* WHAT YOU WILL DO *
Return, word for word, only the lines of the data below that lie between the line with "PR #6922, opened 2025-08-23" and the line with "I am running", those two lines included.

* SOURCE RECORDS *
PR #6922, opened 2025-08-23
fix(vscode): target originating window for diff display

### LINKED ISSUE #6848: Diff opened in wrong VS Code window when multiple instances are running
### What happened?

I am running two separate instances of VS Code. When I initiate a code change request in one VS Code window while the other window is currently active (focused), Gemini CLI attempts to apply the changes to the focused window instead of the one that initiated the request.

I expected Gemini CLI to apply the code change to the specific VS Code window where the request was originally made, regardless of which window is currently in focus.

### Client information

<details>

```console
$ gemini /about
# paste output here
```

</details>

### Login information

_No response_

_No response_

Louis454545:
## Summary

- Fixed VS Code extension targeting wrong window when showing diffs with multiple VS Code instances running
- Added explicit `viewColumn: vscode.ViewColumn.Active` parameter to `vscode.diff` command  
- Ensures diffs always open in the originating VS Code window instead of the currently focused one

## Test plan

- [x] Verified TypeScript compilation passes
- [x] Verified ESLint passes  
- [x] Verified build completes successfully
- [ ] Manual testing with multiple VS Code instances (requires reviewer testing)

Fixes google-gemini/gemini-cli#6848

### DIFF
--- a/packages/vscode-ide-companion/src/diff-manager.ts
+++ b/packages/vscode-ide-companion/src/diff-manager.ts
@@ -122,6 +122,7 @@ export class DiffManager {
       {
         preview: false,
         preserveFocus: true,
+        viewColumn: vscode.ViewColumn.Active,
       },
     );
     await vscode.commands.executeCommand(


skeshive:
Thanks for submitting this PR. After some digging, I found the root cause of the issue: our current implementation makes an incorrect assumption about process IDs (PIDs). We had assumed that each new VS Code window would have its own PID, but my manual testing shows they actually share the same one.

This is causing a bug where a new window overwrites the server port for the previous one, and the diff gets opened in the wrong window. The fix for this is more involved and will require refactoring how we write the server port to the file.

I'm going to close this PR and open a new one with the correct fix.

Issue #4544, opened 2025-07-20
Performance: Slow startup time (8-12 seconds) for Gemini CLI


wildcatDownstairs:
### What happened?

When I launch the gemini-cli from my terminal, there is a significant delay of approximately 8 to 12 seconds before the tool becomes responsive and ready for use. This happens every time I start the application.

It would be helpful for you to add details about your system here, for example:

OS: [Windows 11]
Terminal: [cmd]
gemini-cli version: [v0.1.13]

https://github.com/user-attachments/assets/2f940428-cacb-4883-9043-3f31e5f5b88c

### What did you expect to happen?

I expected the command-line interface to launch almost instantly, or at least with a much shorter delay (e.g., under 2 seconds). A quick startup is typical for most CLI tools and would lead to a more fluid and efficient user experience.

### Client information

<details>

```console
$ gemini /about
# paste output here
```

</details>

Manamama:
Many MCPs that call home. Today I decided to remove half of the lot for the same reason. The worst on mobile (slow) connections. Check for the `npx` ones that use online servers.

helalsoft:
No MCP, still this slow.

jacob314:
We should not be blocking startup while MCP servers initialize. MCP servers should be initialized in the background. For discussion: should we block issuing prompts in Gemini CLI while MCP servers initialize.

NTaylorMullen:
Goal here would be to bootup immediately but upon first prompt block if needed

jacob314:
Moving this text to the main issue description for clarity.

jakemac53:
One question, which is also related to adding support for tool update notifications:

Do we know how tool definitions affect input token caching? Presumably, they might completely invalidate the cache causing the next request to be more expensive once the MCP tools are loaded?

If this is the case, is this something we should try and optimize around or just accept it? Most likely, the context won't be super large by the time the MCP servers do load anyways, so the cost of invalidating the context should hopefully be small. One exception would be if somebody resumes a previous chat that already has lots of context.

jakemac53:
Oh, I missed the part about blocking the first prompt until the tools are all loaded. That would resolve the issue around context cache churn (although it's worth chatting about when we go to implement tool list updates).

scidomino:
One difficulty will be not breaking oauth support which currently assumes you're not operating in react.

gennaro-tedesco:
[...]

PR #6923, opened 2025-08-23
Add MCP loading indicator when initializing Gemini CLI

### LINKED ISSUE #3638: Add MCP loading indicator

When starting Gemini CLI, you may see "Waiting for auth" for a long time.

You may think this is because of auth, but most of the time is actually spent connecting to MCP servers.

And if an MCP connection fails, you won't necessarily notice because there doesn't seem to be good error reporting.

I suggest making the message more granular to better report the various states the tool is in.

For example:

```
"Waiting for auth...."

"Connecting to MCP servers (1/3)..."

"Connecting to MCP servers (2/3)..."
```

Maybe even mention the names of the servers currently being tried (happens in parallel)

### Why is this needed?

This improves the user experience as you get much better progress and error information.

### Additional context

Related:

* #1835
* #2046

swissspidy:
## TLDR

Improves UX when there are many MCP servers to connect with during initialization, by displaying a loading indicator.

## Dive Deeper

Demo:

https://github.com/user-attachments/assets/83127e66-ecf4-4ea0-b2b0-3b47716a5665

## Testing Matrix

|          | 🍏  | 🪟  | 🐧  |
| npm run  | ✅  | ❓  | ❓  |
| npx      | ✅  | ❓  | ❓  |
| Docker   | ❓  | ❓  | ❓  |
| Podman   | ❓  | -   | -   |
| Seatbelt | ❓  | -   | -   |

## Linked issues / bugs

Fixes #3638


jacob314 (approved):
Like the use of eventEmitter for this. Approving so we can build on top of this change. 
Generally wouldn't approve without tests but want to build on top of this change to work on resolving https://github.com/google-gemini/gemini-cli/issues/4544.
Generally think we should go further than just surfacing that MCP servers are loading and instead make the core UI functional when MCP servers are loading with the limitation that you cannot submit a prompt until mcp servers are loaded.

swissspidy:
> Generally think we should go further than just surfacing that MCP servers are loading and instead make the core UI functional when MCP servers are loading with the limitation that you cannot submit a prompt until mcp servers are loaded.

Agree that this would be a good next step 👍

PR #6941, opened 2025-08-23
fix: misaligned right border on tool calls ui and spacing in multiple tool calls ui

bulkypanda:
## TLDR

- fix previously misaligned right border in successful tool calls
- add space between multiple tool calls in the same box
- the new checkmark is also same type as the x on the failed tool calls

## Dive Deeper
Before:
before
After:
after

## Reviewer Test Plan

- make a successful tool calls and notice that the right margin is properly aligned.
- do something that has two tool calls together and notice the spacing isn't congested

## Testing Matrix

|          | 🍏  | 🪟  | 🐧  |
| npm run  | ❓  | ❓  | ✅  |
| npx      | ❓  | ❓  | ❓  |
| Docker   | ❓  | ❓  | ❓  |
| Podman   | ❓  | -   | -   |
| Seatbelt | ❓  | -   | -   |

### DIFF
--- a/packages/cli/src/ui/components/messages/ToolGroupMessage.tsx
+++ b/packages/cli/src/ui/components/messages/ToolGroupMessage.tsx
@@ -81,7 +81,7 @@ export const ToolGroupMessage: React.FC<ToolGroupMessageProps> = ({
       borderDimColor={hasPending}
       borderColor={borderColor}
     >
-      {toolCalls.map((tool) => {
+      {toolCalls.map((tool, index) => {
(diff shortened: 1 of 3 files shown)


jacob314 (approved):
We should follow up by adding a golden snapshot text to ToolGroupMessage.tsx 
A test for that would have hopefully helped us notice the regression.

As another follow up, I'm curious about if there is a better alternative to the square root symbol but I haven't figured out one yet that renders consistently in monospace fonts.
--
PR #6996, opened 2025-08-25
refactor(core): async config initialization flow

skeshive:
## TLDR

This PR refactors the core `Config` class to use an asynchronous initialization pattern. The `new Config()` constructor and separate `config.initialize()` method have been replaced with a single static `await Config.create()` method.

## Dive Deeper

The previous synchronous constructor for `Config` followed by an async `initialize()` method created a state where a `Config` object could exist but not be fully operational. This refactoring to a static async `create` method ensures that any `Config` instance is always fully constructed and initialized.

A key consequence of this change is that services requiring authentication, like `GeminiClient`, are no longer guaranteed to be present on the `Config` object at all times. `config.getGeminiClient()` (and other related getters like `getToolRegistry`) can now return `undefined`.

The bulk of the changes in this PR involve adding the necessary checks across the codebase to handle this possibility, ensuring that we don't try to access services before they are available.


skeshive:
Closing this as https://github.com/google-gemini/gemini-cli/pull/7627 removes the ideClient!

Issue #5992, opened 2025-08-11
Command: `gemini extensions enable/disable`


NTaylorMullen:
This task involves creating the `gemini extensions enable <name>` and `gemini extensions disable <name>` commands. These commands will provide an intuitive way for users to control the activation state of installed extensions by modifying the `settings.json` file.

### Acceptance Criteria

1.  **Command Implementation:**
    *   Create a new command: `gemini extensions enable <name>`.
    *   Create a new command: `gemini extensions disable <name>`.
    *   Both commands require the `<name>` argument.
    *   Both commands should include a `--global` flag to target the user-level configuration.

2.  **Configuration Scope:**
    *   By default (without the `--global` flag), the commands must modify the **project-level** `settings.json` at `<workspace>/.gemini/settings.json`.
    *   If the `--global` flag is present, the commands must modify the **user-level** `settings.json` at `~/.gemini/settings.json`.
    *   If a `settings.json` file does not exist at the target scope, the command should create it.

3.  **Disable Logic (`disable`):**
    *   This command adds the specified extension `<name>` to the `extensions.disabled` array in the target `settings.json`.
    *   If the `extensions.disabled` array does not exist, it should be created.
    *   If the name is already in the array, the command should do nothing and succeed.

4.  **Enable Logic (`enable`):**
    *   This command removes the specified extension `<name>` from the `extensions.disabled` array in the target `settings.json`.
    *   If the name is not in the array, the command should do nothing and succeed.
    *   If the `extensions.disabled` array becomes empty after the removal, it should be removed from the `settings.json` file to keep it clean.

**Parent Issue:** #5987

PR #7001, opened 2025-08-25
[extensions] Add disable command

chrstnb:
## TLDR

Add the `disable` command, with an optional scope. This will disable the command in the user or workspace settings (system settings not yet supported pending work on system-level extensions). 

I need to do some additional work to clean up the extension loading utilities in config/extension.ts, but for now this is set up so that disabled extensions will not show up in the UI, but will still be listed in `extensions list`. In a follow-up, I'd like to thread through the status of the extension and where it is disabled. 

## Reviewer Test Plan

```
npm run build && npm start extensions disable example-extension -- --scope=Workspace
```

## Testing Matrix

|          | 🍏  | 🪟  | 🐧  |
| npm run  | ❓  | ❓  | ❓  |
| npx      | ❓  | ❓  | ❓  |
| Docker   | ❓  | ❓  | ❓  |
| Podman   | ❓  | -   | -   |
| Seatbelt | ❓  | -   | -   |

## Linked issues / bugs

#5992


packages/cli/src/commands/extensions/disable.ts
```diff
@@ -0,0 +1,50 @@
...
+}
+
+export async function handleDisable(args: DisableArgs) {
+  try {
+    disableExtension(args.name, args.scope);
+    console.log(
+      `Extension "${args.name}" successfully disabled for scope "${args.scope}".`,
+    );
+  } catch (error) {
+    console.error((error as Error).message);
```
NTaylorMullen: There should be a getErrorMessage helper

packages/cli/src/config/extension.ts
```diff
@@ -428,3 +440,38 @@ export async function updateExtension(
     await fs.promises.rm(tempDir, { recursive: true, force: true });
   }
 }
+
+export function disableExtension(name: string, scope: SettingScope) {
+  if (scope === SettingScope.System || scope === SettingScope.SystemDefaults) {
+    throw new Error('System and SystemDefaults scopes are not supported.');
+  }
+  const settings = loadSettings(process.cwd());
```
--
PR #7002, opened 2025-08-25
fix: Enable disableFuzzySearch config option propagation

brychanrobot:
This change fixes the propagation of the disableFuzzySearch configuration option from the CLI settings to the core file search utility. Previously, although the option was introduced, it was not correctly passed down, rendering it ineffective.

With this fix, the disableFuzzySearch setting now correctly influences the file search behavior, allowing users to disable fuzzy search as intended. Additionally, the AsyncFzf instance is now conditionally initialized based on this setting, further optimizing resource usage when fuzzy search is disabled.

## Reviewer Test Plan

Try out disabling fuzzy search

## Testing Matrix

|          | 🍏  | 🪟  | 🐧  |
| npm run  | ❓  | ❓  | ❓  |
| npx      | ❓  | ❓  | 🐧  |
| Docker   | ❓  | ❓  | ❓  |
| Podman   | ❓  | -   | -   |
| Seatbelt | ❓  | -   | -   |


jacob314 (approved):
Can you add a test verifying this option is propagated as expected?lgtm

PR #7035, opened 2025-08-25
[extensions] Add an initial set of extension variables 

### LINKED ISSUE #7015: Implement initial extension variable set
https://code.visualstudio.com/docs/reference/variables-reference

* RESPONSE TO THE EXERCISE *
PR #6922, opened 2025-08-23
fix(vscode): target originating window for diff display

### LINKED ISSUE #6848: Diff opened in wrong VS Code window when multiple instances are running
### What happened?

I am running two separate instances of VS Code. When I initiate a code change request in one VS Code window while the other window is currently active (focused), Gemini CLI attempts to apply the changes to the focused window instead of the one that initiated the request.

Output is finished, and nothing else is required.